TASK REQUIREMENTS
Among the lines listed below, count those that include the string "approved", and state only the count.

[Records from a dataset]
┄┄┄┄┄┄┄┄┄┄

PR #1182, opened 2023-05-10
Add azure vm resource detector

vishweshbankwar:
Fixes #.

## Changes


src/OpenTelemetry.ResourceDetectors.Azure/AzureVMResourceDetector.cs
```diff
@@ -0,0 +1,83 @@
...
+namespace OpenTelemetry.ResourceDetectors.Azure;
+
+/// <summary>
+/// Resource detector for Azure VM environment.
+/// </summary>
+public class AzureVMResourceDetector : IResourceDetector
+{
+    internal static readonly IReadOnlyCollection<string> ExpectedAzureAmsFields = new string[]
+    {
+        "azInst_location",
```
rajkumar-rangaraj, line 30: Shall we introduce a AzureConstants or AzureConventions to group these string.

vishweshbankwar: Yes, let me do that as follow up. Would do it for AppService too.

src/OpenTelemetry.ResourceDetectors.Azure/AzureVmMetaDataRequestor.cs
```diff
@@ -0,0 +1,40 @@
...
+// </copyright>
+
+using System.Net.Http;
+using System.Text.Json;
+
+namespace OpenTelemetry.ResourceDetectors.Azure;
+
+internal class AzureVmMetaDataRequestor : IAzureVmMetaDataRequestor
+{
+    private const string AMSURL = "http://169.254.169.254/metadata/instance/compute?api-version=2021-12-13&format=json";
```
rajkumar-rangaraj, line 24:
```suggestion
    private const string AzureMetadataEndpointURL = "http://169.254.169.254/metadata/instance/compute?api-version=2021-12-13&format=json";
```

src/OpenTelemetry.ResourceDetectors.Azure/AzureVmMetaDataRequestor.cs
```diff
@@ -0,0 +1,40 @@
...
+// See the License for the specific language governing permissions and
+// limitations under the License.
+// </copyright>
+
+using System.Net.Http;
+using System.Text.Json;
+
+namespace OpenTelemetry.ResourceDetectors.Azure;
+
+internal class AzureVmMetaDataRequestor : IAzureVmMetaDataRequestor
```
utpilla, line 22: nit: Mark internal class sealed.

src/OpenTelemetry.ResourceDetectors.Azure/OpenTelemetry.ResourceDetectors.Azure.csproj
```diff
@@ -10,6 +10,7 @@
 
     <ItemGroup>
         <PackageReference Include="OpenTelemetry" Version="$(OpenTelemetryCoreLatestVersion)" />
+        <PackageReference Include="System.Text.Json" Version="7.0.2" />
```
rajkumar-rangaraj, line 13: Do we need this package?
If it is needed for .NET Framework, shall we add it only for it?

vishweshbankwar: we target netstandard2.0 only at the moment so this is needed.

src/OpenTelemetry.ResourceDetectors.Azure/AzureVmMetaDataRequestor.cs
```diff
@@ -0,0 +1,40 @@
...
+// </copyright>
+
+using System.Net.Http;
+using System.Text.Json;
+
+namespace OpenTelemetry.ResourceDetectors.Azure;
+
+internal sealed class AzureVmMetaDataRequestor : IAzureVmMetaDataRequestor
+{
+    private const string AzureVmMetadataEndpointURL = "http://169.254.169.254/metadata/instance/compute?api-version=2021-12-13&format=json";
```
rajkumar-rangaraj, line 24: hard-coding api version here, looks incorrect to me. Should we have an option to pass API version in the constructor as optional parameter. It' expected that these APIs are backward compactible and should not break our implementation.

vishweshbankwar: Leaving an option to specify API version means we have to make sure our deserialization works for all of them (depending on the data format that is returned by specific API version). I am not sure if we should allow that. In future we could just update this version to use the latest.

vishweshbankwar: https://learn.microsoft.com/en-us/azure/virtual-machines/instance-metadata-service?tabs=windows#versioning

rajkumar-rangaraj (approved):

src/OpenTelemetry.ResourceDetectors.Azure/AzureVmMetadataResponse.cs
```diff
@@ -0,0 +1,104 @@
...
+
+    [JsonPropertyName("vmScaleSetName")]
+    public string? VmScaleSetName { get; set; }
+
+    [JsonPropertyName("vmSize")]
+    public string? VmSize { get; set; }
+
+    internal string GetValueForField(string fieldName)
+    {
+        string? aimsValue = null;
```
rajkumar-rangaraj, line 58: nit: avoid variable name starting with ai.

src/OpenTelemetry.ResourceDetectors.Azure/AzureVmMetaDataRequestor.cs
```diff
@@ -0,0 +1,40 @@
...
+// See the License for the specific language governing permissions and
+// limitations under the License.
+// </copyright>
+
+using System.Net.Http;
+using System.Text.Json;
+
+namespace OpenTelemetry.ResourceDetectors.Azure;
+
+internal sealed class AzureVmMetaDataRequestor : IAzureVmMetaDataRequestor
```
utpilla, line 22: This can be a static class. Is the interface added just for the unit test? If yes, then we can do the unit test even without the interface.

src/OpenTelemetry.ResourceDetectors.Azure/AzureVMResourceDetector.cs
```diff
@@ -0,0 +1,83 @@
...
+    /// <inheritdoc/>
+    public Resource Detect()
+    {
+        List<KeyValuePair<string, object>> attributeList = new();
+        try
+        {
+            var vmMetaDataResponse = this.azureVmMetaDataRequestor.GetAzureVmMetaDataResponse();
+            if (vmMetaDataResponse != null)
+            {
+                foreach (var field in ExpectedAzureAmsFields)
```
utpilla, line 69: nit: Move the initialization of `attributeList` here.

```csharp
var attributeList = new List<KeyValuePair<string, object>>(ExpectedAzureAmsFields.Count);
```

src/OpenTelemetry.ResourceDetectors.Azure/AzureVmMetaDataRequestor.cs
```diff
@@ -0,0 +1,40 @@
...
+{
+    private const string AzureVmMetadataEndpointURL = "http://169.254.169.254/metadata/instance/compute?api-version=2021-12-13&format=json";
+
+    public AzureVmMetadataResponse? GetAzureVmMetaDataResponse()
+    {
+        using var httpClient = new HttpClient();
+
+        httpClient.DefaultRequestHeaders.Add("Metadata", "True");
+        var res = httpClient.GetStringAsync(AzureVmMetadataEndpointURL);
```
utpilla, line 31: We should probably be using `ConfigureAwait(false)` and `GetAwaiter().GetResult()`.

https://learn.microsoft.com/en-us/archive/msdn-magazine/2015/july/async-programming-brownfield-async-development#:~:text=Figure%206%20Use%20HttpClient%20with%20ConfigureAwait(false)%20to%20Prevent%20Deadlock

```csharp
try
{
    var res = httpClient.GetStringAsync(AzureVmMetadataEndpointURL).ConfigureAwait(false);
    return JsonSerializer.Deserialize<AzureVmMetadataResponse>(res.GetAwaiter().GetResult());
}
catch (Exception)
{
    return null;
}
```

vishweshbankwar: Done

src/OpenTelemetry.ResourceDetectors.Azure/AzureVmMetadataResponse.cs
```diff
@@ -0,0 +1,104 @@
...
+                break;
+            case "azInst_resourceGroupName":
+                amsValue = this.ResourceGroupName;
+                break;
+            case "azInst_vmScaleSetName":
+                amsValue = this.VmScaleSetName;
+                break;
+        }
+
+        if (amsValue == null)
```
utpilla, line 97: nit: If you initialize `amsValue` to `string.Empty` instead of `null`, then you can get rid of this check.

utpilla (approved):

PR #1203, opened 2023-05-24
[Instrumentation.EntityFrameworkCore] Add Filter public API to enable filtering

akoken:
## Changes

This PR introduces the addition of a `Filter` public API, which enables filtering out activities based on the properties of the
`IDbCommand` object being executed. The `Filter` API provides users with the ability to apply custom filters to only collect specific activities, enhancing the flexibility and versatility of the system.


Kielek:
Did you considered using`EnrichWithIDbCommand`? It should allow you to modify activity in context of IDbCommand.

akoken:
Yes, we can modify activity with `EnrichWithIDbCommand`, but I don't think it's a right place to do that. `Encrich` and `Filter` should have their own purpose.

Kielek:
@akoken, I have checked it internally with other maintainers.

Please consider following `Filter` option `Func<string, IDbCommand, bool>` instead of `Func<IDbCommand, bool>`.

The string parameter could be potentially providerName.

@utpilla, @alanwest FYI

akoken:
@Kielek, I added `providerName` to the filter function and fixed the markdown issues.

Kielek (approved):

src/OpenTelemetry.Instrumentation.EntityFrameworkCore/EntityFrameworkInstrumentationOptions.cs
```diff
@@ -44,4 +44,25 @@ public class EntityFrameworkInstrumentationOptions
     /// <para><see cref="IDbCommand"/>: db command to allow access to command.</para>
     /// </remarks>
     public Action<Activity, IDbCommand> EnrichWithIDbCommand { get; set; }
+
+    /// <summary>
+    /// Gets or sets a filter function that determines whether or not to
+    /// collect telemetry about a command.
```
utpilla, line 50:
```suggestion
    /// collect telemetry about a command from a provider name.
```

utpilla (approved):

┄┄┄┄┄┄┄┄┄┄

REPLY TO THE TASK
4